> _Problem statement_:
Look below for the line with "(diff shortened: 1 of 15 files shown)", then give it again exactly, along with every line that comes after it, the final line included.
(Dataset extract begins)
PR #41562, opened 2025-02-25
validations: remove `PreferWriteOnlyAttribute` validations

johnsonaj:
### Description

`PreferWriteOnlyAttribute` validation will be displayed as a `warning` when the following conditions are met:
- Using Terraform 1.11.0
- Not using a `write-only` attribute on a resource when one is available

This warning can be polarizing since there is nothing wrong with the configuration and the validation is simply a suggestion.

This PR also adds additional `RequiredWith` validation to `_wo` and `_wo_version` attributes

image

```console

...
```

### DIFF
--- a/website/docs/r/db_instance.html.markdown
+++ b/website/docs/r/db_instance.html.markdown
@@ -27,7 +27,7 @@ See the AWS Docs on [RDS Instance Maintenance][instance-maintenance] for more in
 ~> **Note:** All arguments including the username and password will be stored in the raw state as plain-text.
 [Read more about sensitive data instate](https://www.terraform.io/docs/state/sensitive-data.html).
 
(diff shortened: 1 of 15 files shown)


website/docs/r/db_instance.html.markdown
```diff
@@ -27,6 +27,8 @@ See the AWS Docs on [RDS Instance Maintenance][instance-maintenance] for more in
 ~> **Note:** All arguments including the username and password will be stored in the raw state as plain-text.
 [Read more about sensitive data instate](https://www.terraform.io/docs/state/sensitive-data.html).
 
+-> **Note:** Write-Only attribute `password_wo` is available to use in place of `password`. Write-Only attributes are supported in HashiCorp Terraform 1.11.0 and later.
```
jar-b, line 30: Should we link to write only argument docs here? Maybe
https://developer.hashicorp.com/terraform/language/v1.11.x/resources/ephemeral#write-only-arguments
(Dataset extract ends)
> _Written answer_:
(diff shortened: 1 of 15 files shown)


website/docs/r/db_instance.html.markdown
```diff
@@ -27,6 +27,8 @@ See the AWS Docs on [RDS Instance Maintenance][instance-maintenance] for more in
 ~> **Note:** All arguments including the username and password will be stored in the raw state as plain-text.
 [Read more about sensitive data instate](https://www.terraform.io/docs/state/sensitive-data.html).
 
+-> **Note:** Write-Only attribute `password_wo` is available to use in place of `password`. Write-Only attributes are supported in HashiCorp Terraform 1.11.0 and later.
```
jar-b, line 30: Should we link to write only argument docs here? Maybe
https://developer.hashicorp.com/terraform/language/v1.11.x/resources/ephemeral#write-only-arguments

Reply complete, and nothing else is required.